I don't think it is particularly surprising (or significant) that some of the PAINS classes are recognized as frequent-hitters by other models for frequent-hitter behavior. What is not clear is how many of the PAINS classes are recognized by the other frequent-hitter models or how 'strong' the recognition is. I would challenge the description of the AstraZeneca frequent-hitter model as "fully statistically validated" since validation was performed using proprietary data. I made a similar criticism of the original PAINS study and would suggest that the authors take a look at what this JCIM editorial has to say about the use of proprietary data in modeling studies.

The French named this place Eliane and it was quieter when I visited than it would have been on 6th May, 1954 when the Viet Minh detonated a large mine beneath the French positions. It has been said that the alphabetically-ordered (Anne-Marie to Isabelle) strongpoints at Dien Bien Phu were named for the mistresses of the commander, Colonel (later General) Christian de Castries although this is unlikely.

SYI summarizes as follows:

"In summary, we have previously discussed a variety of issues key to interpretation of PAINS filter outputs, ranging from HTS library design and screening concentration, relevance of PAINS-bearing FDA-approved drugs, issues in SMARTS to SLN conversion, the reality of nonfrequent hitter PAINS, as well as PAINS and non-PAINS that are respectively not recognized or recognized in the PAINS filters as originally published. However, nowhere has a discussion around these key principles been summarized in one article, and that is the point of the current article. Had this been the case, we believe some recent contributions to the literature would have been more thoughtfully directed. (21,32)"

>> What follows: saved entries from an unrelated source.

PR #11901, opened 2017-05-24
Make containedness explicit

CarolEidt:
Eliminate the use of `GTF_REG_VAL` in RyuJIT and reuse the bit to mark nodes as contained.
Abstract `GTF_REG_VAL` for legacy backend.
Important note about `GTF_REG_VAL`: This is used in `LEGACY_BACKEND` in most cases to record, during code generation, whether code has been generated to produce the value in a register. It is checked in various places to determine the type of code to generate.
In the RyuJIT backend, it was only set on lclVar nodes, and then only served as a redundant indicator that the var is in a register. Changing the places where it is checked to assert that it is zero produced no diffs. This also pointed out numerous areas of dead code. Note also that the RyuJIT backend always knows, based on containment and register allocation decisions, whether it is generating operations from the stack or registers.
Also, the updating of gc register sets is taken care of by `genConsumeReg()` and `genProduceReg()`.

### DIFF
--- a/src/jit/codegenxarch.cpp
+++ b/src/jit/codegenxarch.cpp
@@ -1331,10 +1331,9 @@ void CodeGen::genReturn(GenTreePtr treeNode)
                 // If it already has a home location, use that. Otherwise, we need a temp.
                 if (genIsRegCandidateLocal(op1) && compiler->lvaTable[op1->gtLclVarCommon.gtLclNum].lvOnFrame)
                 {
-                    // Store local variable to its home location, if necessary.
-                    if ((op1->gtFlags & GTF_REG_VAL) != 0)
+                    if (compiler->lvaTable[op1->gtLclVarCommon.gtLclNum].lvRegNum != REG_STK)
                     {
-                        op1->gtFlags &= ~GTF_REG_VAL;
+                        op1->gtFlags |= GTF_SPILL;
                         inst_TT_RV(ins_Store(op1->gtType,
                                              compiler->isSIMDTypeLocalAligned(op1->gtLclVarCommon.gtLclNum)),
                                    op1, op1->gtRegNum);
@@ -1551,6 +1550,7 @@ void CodeGen::genCodeForReturnTrap(GenTreeOp* tree)
     GenTree* data = tree->gtOp1;
     genConsumeRegs(data);
     GenTreeIntCon cns = intForm(TYP_INT, 0);
+    cns.SetContained();
     getEmitter()->emitInsBinary(INS_cmp, emitTypeSize(TYP_INT), data, &cns);
 
     BasicBlock* skipLabel = genCreateTempLabel();
@@ -3600,6 +3600,7 @@ void CodeGen::genLockedInstructions(GenTreeOp* treeNode)
     // all of these nodes implicitly do an indirection on op1
     // so create a temporary node to feed into the pattern matching
     GenTreeIndir i = indirForm(type, addr);
+    i.SetContained();
     getEmitter()->emitInsBinary(ins, emitTypeSize(type), &i, data);
 
     if (treeNode->gtRegNum != REG_NA)
@@ -3940,6 +3941,7 @@ GenTreeIndir CodeGen::indirForm(var_types type, GenTree* base)
 {
     GenTreeIndir i(GT_IND, type, base, nullptr);
     i.gtRegNum = REG_NA;
+    i.SetContained();
     // has to be nonnull (because contained nodes can't be the last in block)
     // but don't want it to be a valid pointer
     i.gtNext = (GenTree*)(-1);
@@ -4234,11 +4236,8 @@ void CodeGen::genCodeForLclAddr(GenTree* tree)
     var_types targetType = tree->TypeGet();
     regNumber targetReg  = tree->gtRegNum;
 
-    // Address of a local var.  This by itself should never be allocated a register.
-    // If it is worth storing the address in a register then it should be cse'ed into
-    // a temp and that would be allocated a register.
+    // Address of a local var.
     noway_assert(targetType == TYP_BYREF);
-    noway_assert(!tree->InReg());
 
     inst_RV_TT(INS_lea, targetReg, tree, 0, EA_BYREF);
     genProduceReg(tree);
@@ -4275,7 +4274,7 @@ void CodeGen::genCodeForLclFld(GenTreeLclFld* tree)
     unsigned varNum = tree->gtLclNum;
     assert(varNum < compiler->lvaCount);
 
-    getEmitter()->emitIns_R_S(ins_Move_Extend(targetType, tree->InReg()), size, targetReg, varNum, offs);
+    getEmitter()->emitIns_R_S(ins_Move_Extend(targetType, false), size, targetReg, varNum, offs);
 
     genProduceReg(tree);
 }
@@ -4295,18 +4294,11 @@ void CodeGen::genCodeForLclVar(GenTreeLclVar* tree)
 
     bool isRegCandidate = compiler->lvaTable[tree->gtLclNum].lvIsRegCandidate();
 
-    if (isRegCandidate && !(tree->gtFlags & GTF_VAR_DEATH))
-    {
-        assert(tree->InReg() || (tree->gtFlags & GTF_SPILLED));
-    }
-
     // If this is a register candidate that has been spilled, genConsumeReg() will
     // reload it at the point of use.  Otherwise, if it's not in a register, we load it here.
 
-    if (!tree->InReg() && !(tree->gtFlags & GTF_SPILLED))
+    if (!isRegCandidate && !(tree->gtFlags & GTF_SPILLED))
     {
-        assert(!isRegCandidate);
-
 #if defined(FEATURE_SIMD) && defined(_TARGET_X86_)
         // Loading of TYP_SIMD12 (i.e. Vector3) variable
         if (tree->TypeGet() == TYP_SIMD12)
@@ -4334,7 +4326,6 @@ void CodeGen::genCodeForStoreLclFld(GenTreeLclFld* tree)
 
     var_types targetType = tree->TypeGet();
     noway_assert(targetType != TYP_STRUCT);
-    noway_assert(!tree->InReg());
     assert(!varTypeIsFloating(targetType) || (targetType == tree->gtOp1->TypeGet()));
 
 #ifdef FEATURE_SIMD
@@ -4432,6 +4423,7 @@ void CodeGen::genCodeForStoreLclVar(GenTreeLclVar* tree)
             {
                 op1->gtRegNum = REG_NA;
                 op1->ResetReuseRegVal();
+                op1->SetContained();
             }
 
             if (!op1->isUsedFromReg())
@@ -4985,8 +4977,7 @@ void CodeGen::genCallInstruction(GenTreeCall* call)
                                                                        .eightByteSizes[iterationNum]));
                 if (putArgRegNode->gtRegNum != argReg)
                 {
-                    inst_RV_RV(ins_Move_Extend(putArgRegNode->TypeGet(), putArgRegNode->InReg()), argReg,
-                               putArgRegNode->gtRegNum);
+                    inst_RV_RV(ins_Move_Extend(putArgRegNode->TypeGet(), false), argReg, putArgRegNode->gtRegNum);
                 }
             }
         }
@@ -4997,7 +4988,7 @@ void CodeGen::genCallInstruction(GenTreeCall* call)
             genConsumeReg(argNode);
             if (argNode->gtRegNum != argReg)
             {
-                inst_RV_RV(ins_Move_Extend(argNode->TypeGet(), argNode->InReg()), argReg, argNode->gtRegNum);
+                inst_RV_RV(ins_Move_Extend(argNode->TypeGet(), false), argReg, argNode->gtRegNum);
             }
         }
 
@@ -6445,7 +6436,7 @@ void CodeGen::genIntToIntCast(GenTreePtr treeNode)
         {
             noway_assert(srcSize < EA_PTRSIZE);
 
-            ins = ins_Move_Extend(srcType, castOp->InReg());
+            ins = ins_Move_Extend(srcType, false);
 
             /*
                 Special case: ins_Move_Extend assumes the destination type is no bigger
@@ -6476,7 +6467,7 @@ void CodeGen::genIntToIntCast(GenTreePtr treeNode)
         }
         else
         {
-            ins = ins_Move_Extend(dstType, castOp->InReg());
+            ins = ins_Move_Extend(dstType, false);
         }
     }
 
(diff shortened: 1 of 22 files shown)


src/jit/gentree.h
```diff
@@ -1909,15 +1916,55 @@ struct GenTree
...
+        return (GetRegTag() != GT_REGTAG_NONE) ? gtRegNum : REG_NA;
+    }
+#endif
+
+    static bool IsContained(unsigned flags)
+    {
+        return ((flags & GTF_CONTAINED) != 0);
+    }
+
+    void SetAsContained()
```
mikedn: nit: `SetAs` sounds a bit odd, perhaps `SetContained` or `MakeContained`?

src/jit/gentree.h
```diff
@@ -1909,15 +1916,55 @@ struct GenTree
...
+    {
+        gtFlags |= GTF_CONTAINED;
+    }
+
+    void ResetContained()
+    {
+        gtFlags &= ~GTF_CONTAINED;
+        gtLsraInfo.regOptional = false;
```
mikedn: I wonder how would this work if `gtLsraInfo` is moved out of `GenTree`.

src/jit/target.h
```diff
@@ -44,15 +44,23 @@
...
+//
+// Each register list in register.h must declare REG_STK as the last value.
+// In the following enum declarations, the following REG_XXX are created beyond
+// the "real" registers:
+//    REG_STK          - Used to indicate something evaluated onto the stack.
+//    ACTUAL_REG_COUNT - The number of physical registers. (same as REG_STK).
+//    REG_COUNT        - The number of physical register + REG_STK. This is the count of values that may
+//                       be assigned during register allocation.
+//    REG_NA           - Used to indicate that a register is either not yet assigned or not required.
+//
```
mikedn: Comments about the newly added `REG_UNK`, `REG_OPT` and `REG_OPTUSE`?

src/jit/lsraxarch.cpp
```diff
@@ -281,12 +281,12 @@ void Lowering::TreeNodeInfoInit(GenTree* tree)
...
                 if (cmpOp1->IsSIMDEqualityOrInequality() && (cmpOp2->IsIntegralConst(0) || cmpOp2->IsIntegralConst(1)))
                 {
-                    // We always generate code for a SIMD equality comparison, but the compare
-                    // is contained (evaluated as part of the GT_JTRUE).
+                    // We always generate code for a SIMD equality comparison, but the compare itself produces no value.
                     // Neither the SIMD node nor the immediate need to be evaluated into a register.
                     l->clearOperandCounts(cmp);
                     l->clearDstCount(cmpOp1);
                     l->clearOperandCounts(cmpOp2);
+                    cmpOp2->SetAsContained();
```
mikedn: Hmm, it seems that even after this change we still can't move this logic out of `TreeNodeInfoInit` easily.

src/jit/lower.cpp
```diff
@@ -43,6 +43,7 @@ void Lowering::MakeSrcContained(GenTreePtr parentNode, GenTreePtr childNode)
 {
     assert(!parentNode->OperIsLeaf());
     assert(childNode->canBeContained());
+    childNode->SetAsContained();
 
     int srcCount = childNode->gtLsraInfo.srcCount;
```
mikedn: So we still depend on `gtLsraInfo` being initialized so we can't move containment logic from `TreeNodeInfoInit` to lower?

src/jit/gentree.h
CarolEidt: So ... this is one step on the way. As I mentioned in https://github.com/dotnet/coreclr/blob/master/Documentation/design-docs/lsra-throughput.md#representing-containedness my original plan was to use a `GTF_TREE_ROOT` flag but then I realized that I should just make it an explicit `GTF_CONTAINED` flag. The next steps (in some order) are to:
* replace `gtLsraInfo.regOptional` with `REG_OPT` and `REG_OPT_USE` values for `gtRegNum`.
* move the setting of these into `Lowering`
* remove `gtLsraInfo` out of `GenTree`, since it can now be determined without any context from parent nodes

src/jit/lsraxarch.cpp
CarolEidt: Actually, this is really resetting containedness on descendent nodes, but is complicated in the current model because we're determining containedness and setting source counts at the same time. Eventually this will just call `ResetContained()` on the descendent nodes, since there won't need to be any fixing up of source counts.

src/jit/target.h
CarolEidt: Ah, I hadn't intended to include them yet. But `REG_UNK` would be an explicit way to represent that a register is required but not yet assigned, and `REG_OPT` and `REG_OPTUSE` would replace `gtLsraInfo.regOptional`. After `Lowering` `REG_NA` would indicate that no register is required. I'm not sure it's necessary from a functionality perspective, but I think it would make the model cleaner.

src/jit/lower.cpp
CarolEidt: Not yet, but this is a step on the way.

src/jit/gentree.h
CarolEidt: `SetContained` sounds good, and more appropriate with `ResetContained`

src/jit/gentree.h
mikedn: Thanks for the link, it looks like I missed or completely forgot about that document

CarolEidt:
@dotnet-bot test Ubuntu gcstress0x3
@dotnet-bot test Ubuntu gcstress0xc_minopts_heapverify1
@dotnet-bot test Windows_NT x86 Checked gcstress0xc_minopts_heapverify1

CarolEidt:
@dotnet-bot test Windows_NT gcstress0xc_jitstress1
@dotnet-bot test Windows_NT x86 Checked gcstress0x3
@dotnet-bot test Ubuntu gcstress0x3

CarolEidt:
@dotnet/jit-contrib PTAL

CarolEidt:
I am doing some GCstress testing in the interest of thoroughness, though I'm confident that the removal of `GTF_REG_VAL` for RyuJIT will not affect GC reporting. The first batch I triggered were all failing in master (I should have checked first).

pgavlin:
> The first batch I triggered were all failing in master (I should have checked first).

Yes, it looks like there are widespread problems with the external disassembler at the moment. AFAICT from Kusto this is still ongoing.

cc @swaroop-sridhar

swaroop-sridhar:
Looks like libcoredistools.so wasn't downloaded/available for the GCStress 0xC runs.

The way the runtime scripts fetch libcoredistools.so changed recently, so this could be related: https://github.com/dotnet/coreclr/commit/798387ee90d7536d5a620af8482100ba76f6061a 
@wtgodbe: Was libcoredistools.so dependency tested with that change?

RussKeldorph:
Win/x64 GCStress=C runs seem to be working.  It's Win/x86 and Ubuntu/x64 that are broken.  The earliest job I can find with the "missing disassembler" error was [May 17, 2:16:09 PM](https://ci.dot.net/job/dotnet_coreclr/job/master/job/jitstress/job/x86_checked_windows_nt_gcstress0xc_jitstress1/25/).  The last job without it was [May 16, 6:40:07 AM](https://ci.dot.net/job/dotnet_coreclr/job/master/job/jitstress/job/x86_checked_windows_nt_gcstress0xc/27/).  I believe that window does indeed correspond to #11620 as @swaroop-sridhar suspects.

CarolEidt:
@dotnet-bot test Windows_NT gcstress0xc_jitstress1

CarolEidt:
@pgavlin @BruceForstall @dotnet/jit-contrib PTAL
The Win64/GCStress=C tests have failures that correlate with recent or intermittent failures in master.
The other GCStress testing appears to be broken.

wtgodbe:
@swaroop-sridhar I did not test libcoredistools change explicitly, I guess I assumed it would be done by the default CI suite. I think the thing to do would be to move that dependency into its own .csproj, and attempt to do its restore in a similar fashion to how it used to be done (explicitly as part of build.sh/build.cmd, rather than in the test dependency package restore pass). If you'd like I can put together a PR for that later today.

pgavlin:
@wtgodbe pulling it down as a package should be fine--let's move this discussion to #12011.

CarolEidt:
> Any assembly diffs?

No assembly diffs.

CarolEidt:
> I think that I would have preferred to #ifdef the body of InReg etc. rather than #ifdef the uses, but it doesn't look like it's possible to do that without introducing behavior that differs between release and checked builds that use the RyuJIT backend.

That was the first path I went down, but I came to the conclusion that it was misleading.

src/jit/gentree.cpp
```diff
@@ -15469,34 +15477,39 @@ bool GenTree::canBeContained() const
...
+    return false;
+#else // !LEGACY_BACKEND
     assert(IsLIR());
+    bool returnValue = ((gtFlags & GTF_CONTAINED) != 0);
 
+#ifdef DEBUG
     if (!canBeContained() || gtHasReg())
     {
-        return false;
+        assert(returnValue == false);
```
CarolEidt: My preference would be to leave this as-is. Otherwise, I would probably change the name of the variable to something like `isMarkedContained` - otherwise `!returnValue` seems to imply "there is no return value" rather than "the return value is false".

src/jit/gentree.h
```diff
@@ -598,9 +598,9 @@ struct GenTree
 
 private:
     union {
-        // NOTE: After LSRA, one of these values may be valid even if GTF_REG_VAL is not set in gtFlags.
-        // They store the register assigned to the node. If a register is not assigned, _gtRegNum is set to REG_NA
+        // These store the register assigned to the node. If a register is not assigned, _gtRegNum is set to REG_NA
         // or _gtRegPair is set to REG_PAIR_NONE, depending on the node type.
+        // For the LEGACY_BACKEND,these are valid only if GTF_REG_VAL is set in gtFlags.
         regNumberSmall _gtRegNum;  // which register      the value is in
```
BruceForstall: Unrelated, but we need to do a better job of extracting regPair stuff (e.g., regPairNoSmall) from the RyuJIT build. E.g., here arm32 regNumberSmall is `char` but the unused `regPairNoSmall` is `short`, so we're (possibly) wasting space.

src/jit/gentree.h
```diff
@@ -1909,15 +1916,56 @@ struct GenTree
...
+    {
+        return ((flags & GTF_CONTAINED) != 0);
+    }
+
+    void SetContained()
+    {
+        gtFlags |= GTF_CONTAINED;
+    }
+
+    void ResetContained()
```
BruceForstall: >ResetContained [](start = 9, length = 14)

`ClearContained()` instead?

src/jit/gentree.h
```diff
@@ -1909,15 +1916,56 @@ struct GenTree
...
+    {
+        return (GetRegTag() != GT_REGTAG_NONE) ? gtRegNum : REG_NA;
+    }
+#endif
+
+    static bool IsContained(unsigned flags)
+    {
+        return ((flags & GTF_CONTAINED) != 0);
+    }
+
```
BruceForstall: Should there also be:
```
    bool IsContained() const
    {
        return ((gtFlags & GTF_CONTAINED) != 0);
    }

```

src/jit/codegenxarch.cpp
```diff
@@ -6620,26 +6611,6 @@ void CodeGen::genIntToIntCast(GenTreePtr treeNode)
...
-                // Move the value into a byte register
-                noway_assert(!"Signed byte convert from non-byte-addressable register");
-            }
-
-            /* Generate "mov targetReg, castOp->gtReg */
-            if (targetReg != sourceReg)
-            {
-                inst_RV_RV(INS_mov, targetReg, sourceReg, srcType, srcSize);
-            }
-        }
```
BruceForstall: I don't understand why this is deleted. If there's some reason I don't understand, then isn't it true that `ins` can never be `INS_AND`, so the code below doesn't need to check for that?

BruceForstall: So InReg() shouldn't be checked. But maybe castOp should be checked for being `!contained`?

---
In reply to: [120245924](https://github.com/dotnet/coreclr/pull/11901#discussion_r120245924) [](ancestors = 120245924)

src/jit/gentree.cpp
```diff
@@ -10538,10 +10544,12 @@ void Compiler::gtDispRegVal(GenTree* tree)
         }
     }
 
-    if (tree->gtFlags & GTF_REG_VAL)
+#ifdef CODEGEN_LEGACY
+    if (tree->InReg())
```
BruceForstall: => `LEGACY_BACKEND`?

src/jit/gentree.cpp
```diff
@@ -15469,34 +15477,39 @@ bool GenTree::canBeContained() const
...
-    if (IsSIMDEqualityOrInequality())
+    else if (IsSIMDEqualityOrInequality())
     {
-        return false;
+        assert(!isMarkedContained);
     }
 
-#if !defined(LEGACY_BACKEND) && !defined(_TARGET_64BIT_)
+#if !defined(_TARGET_64BIT_)
     if (OperGet() == GT_LONG)
```
BruceForstall: The below code is now only under `DEBUG` which creates a debug/release diff. Seems like everything in this DEBUG section should be a simple assert.

src/jit/gentree.h
BruceForstall: Ok, I see there already is a (changed) `isContained()` -- confusingly with lower-case leading `i`.

---
In reply to: [120244670](https://github.com/dotnet/coreclr/pull/11901#discussion_r120244670) [](ancestors = 120244670)

BruceForstall:
It's a bit unfortunate you touched so much `LEGACY_BACKEND` code, since, e.g., we don't have an x86 `LEGACY_BACKEND` build working right now. Oh, well.

src/jit/gentree.h
CarolEidt: Yes, that was its existing name.

src/jit/codegenxarch.cpp
CarolEidt: This code was dead, since `InReg()` always returned zero. Doing anything else but deleting this code would change behavior, which I was specifically avoiding.

src/jit/gentree.cpp
CarolEidt: Ouch - yes. Believe it or not, I had actually tested LEGACY_BACKEND on an earlier version of these changes, but that was before I'd change `InReg()` from always returning false for RyuJIT backend, to eliminating it.

src/jit/gentree.cpp
CarolEidt: Yes, it shoud be an assert.

CarolEidt: As it turns out, the code and comment are actually incorrect. It can be contained and not be the last node in the block. Since it's an assert I've gone ahead and added a `gtGetParent` check.

mikedn: > It can be contained and not be the last node in the block

Do you mean uncontained? AFAIR this code only checked `gtNext` because if it's not last it would have been decomposed.

CarolEidt: > Do you mean uncontained?

Oops, yes, I meant uncontained. It will also not be decomposed if it has no parent, so checking `gtNext` is insufficient to cover the uncontained cases.

mikedn: I think I understand what happened here, I wrote this code before LIR, when `gtNext == nullptr` meant "last statement node", not "last BB node".

CarolEidt:
> It's a bit unfortunate you touched so much LEGACY_BACKEND code, since, e.g., we don't have an x86 LEGACY_BACKEND build working right now. Oh, well.

I got `LEGACY_BACKEND` "sort of" working on desktop, and ran diffs over the frameworks. There are zero diffs, though both base and diff have 1001 asserts.

CarolEidt:
@pgavlin @BruceForstall - I believe I've incorporated all the feedback. Could you have another look?

src/jit/gentree.h
CarolEidt: Done.

CarolEidt:
@dotnet/jit-contrib ping - could I get a review or two on this, please? I know this is a large set of changes, but I'd love to get this in before I have another painful merge.

CarolEidt:
Many thanks @pgavlin !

I must confess that reference to the reality of nonfrequent hitter pan assay interference compounds would normally prompt me to advise authors to stay off the peyote until the manuscript has been safely submitted. However, the bigger problem embedded in the somewhat Rumsfeldesque first sentence is that you need objective and unambiguous criteria by which compounds can be determined to be PAINS or non-PAINS before you can talk about "key principles". You also need to acknowledge that interference with readout and and undesirable mechanisms of action are entirely different problems requiring entirely different solutions.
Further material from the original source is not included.